運用を重ねていくうちに積み付け要件も見えてくるようになり、親会社である日野自動車の協力のもとシステム化を進めました。システム化することで、経験の有無によらず、誰でも輸送計画を組めるような環境をつくりたかったのです。

システムによる積み付けの自動化の取り組みを社外に発信すると「一般化して使えるようにしてほしい」というお声を多くいただくようになりました。NLJとしても、物流を効率化する手法を提案したいという思いがあり、「NeLOSS」としてプロダクト化することを決めました。

AWSのマネージドサービスを活用し
プロダクトの成長にあわせて
スケールする基盤を構築

SHIFTにお声がけいただいた経緯について教えてください。

佐藤様

「NeLOSS」を社内システムとして開発した際、NLJの輸送ソリューションを全国的に広げ、様々な拠点で物流計画を立てることを想定し、高いセキュリティを担保したクラウドベースでの開発が適当であると考え、AWSベースのシステムとして構築していました。プロダクト化にあたり、さまざまな企業に広く使っていただくにはSaaSとしての提供をすべきだと考えており、「NeLOSS」をAWSベースのSaaSとして構築し、提供したいという思いがありました。

そのような経緯から、今回、AWSに精通したスペシャリストの方々が在籍し、かつアジャイル・SaaS開発の実績を多数おもちのSHIFTさんにお声がけさせていただきました。

NEXT Logistics Japan株式会社様
株式会社SHIFT AWSセキュリティコンサルタント 大瀧 広宣(以下、SHIFT 大瀧)

SHIFTにはAWSや開発に携わるエンジニアが多数在籍していて層が厚いので、当初お声がけいただいたときから「満足いただけるサービスを提供できるのではないか」という自負があり、社内の有識者を集めて今回のプロジェクトの対応をさせていただくことになりました。「AWSベースのSaaSモデルのプロダクトをつくりたい」という大方針だけでなく、NLJ様からのさまざまなご要望を臨機応変に取り入れられるように、マルチテナントやシングルテナントを含めた構成で、柔軟にシステムを構成していけるような形を取らせていただきました。
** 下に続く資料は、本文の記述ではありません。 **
Issue #946, opened 2016-03-17
pam: Create formula for Linuxbrew


sjackman:
Homepage: http://www.linux-pam.org/

sjackman:
rstudio-server: Depends on pam #819

rwhogg:
I'm happy to take this one on, but it's not all that high priority for me right now. I'll increase priority on it if you want to use R Studio, but since the only other formula I'm aware of that uses it is CVS (not exactly the most important formula in the world these days) I think dealing with X11 is more important right now.

sjackman:
Agreed. I use RStudio on Mac. On Linux I use only R command line.

rwhogg:
This issue was moved to Linuxbrew/homebrew-core#131

PR #969, opened 2016-03-22
cvs: Fix for Linuxbrew

rwhogg:
There were two problems with `cvs`:

1\. It depends on `vim`, which isn't necessarily installed by default on Linux (Slackware uses `elvis` instead, but I noticed because I actually manually removed it from my Ubuntu system!)

```
checking for vim... no
configure: error:
   Failed to find a text file editor.  CVS cannot be compiled
   without a default log message editor.  Searched for
   vim'.  Try configure --with-editor'.
```

2\. There was a patch which added an unsupported `gcc` flag.

```
Makefile:572: recipe for target 'admin.o' failed
make[2]: *** [admin.o] Error 1
gcc-5: error: unrecognized command line option '-mdynamic-no-pic'
gcc-5: error: unrecognized command line option '-mdynamic-no-pic'
Makefile:572: recipe for target 'annotate.o' failed
```

### DIFF
--- a/Library/Formula/cvs.rb
+++ b/Library/Formula/cvs.rb
@@ -3,6 +3,12 @@
 # MacPorts: https://trac.macports.org/browser/trunk/dports/devel/cvs/Portfile
 # Creating a useful testcase: http://mrsrl.stanford.edu/~brian/cvstutorial/
 
+class VimRequirement < Requirement
+  fatal true
+  default_formula "vim"
+  satisfy { which "vim" }
+end
+
 class Cvs < Formula
   desc "Version control system"
   homepage "http://cvs.nongnu.org/"
@@ -20,21 +26,23 @@ class Cvs < Formula
 
   keg_only :provided_until_xcode5
 
+  depends_on VimRequirement
+
   patch :p0 do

また、プロダクトを新たにスクラッチで開発するということだったので、なるべく最新の技術動向を抑え、コスト優位性と拡張性のあるクラウドネイティブなサービスを使って、プロダクトを立ち上げていくということを前提に設計させていただきました。

株式会社SHIFT シニアクラウドアーキテクト 寅野 理司(以下、SHIFT 寅野)

クラウドネイティブな設計を進めるにあたり、以下のシステム構成(概要)に示すようにAWSのマネージドサービスを積極的に活用しました。

NEXT Logistics Japan株式会社様
NEXT Logistics Japan株式会社様

マネージドサービスでは、利用量に応じて基盤側が自動的にスケールをしていくので、「実際の利用量にそぐわない規模の基盤を設計してしまう」という事態を避けることが可能です。また、AWSの管理する運用基盤で提供されているため、通常のインフラ設計で必要となるハードウェアやミドルウェアの設計工程の大部分を省略することができます。

そのため、「NeLOSS」のように急成長するプロダクトの場合、プロダクトの成長に応じて適切にコストが変動していく、AWSのマネージドサービスを活用するのが最適だと考えました。

NEXT Logistics Japan株式会社様

柔軟なインフラ設計×アジャイルで
スピード感のある開発を実現

クラウドネイティブな設計を行った効果は、実際に感じられましたか?

佐藤様

弊社側で期待していた期限に沿う形で、アジャイル開発の手法を取り入れてスピード感のあるプロダクト開発をいただけたというところが一番大きいですね。また、完全に新規で提供開始するプロダクトだったこともあり、最初はミニマムで設計して、段々とスケールしていくというやり方を取らざるを得なかったのですが、こちらの思想をしなやかに取り入れて形にしていただけたように思います。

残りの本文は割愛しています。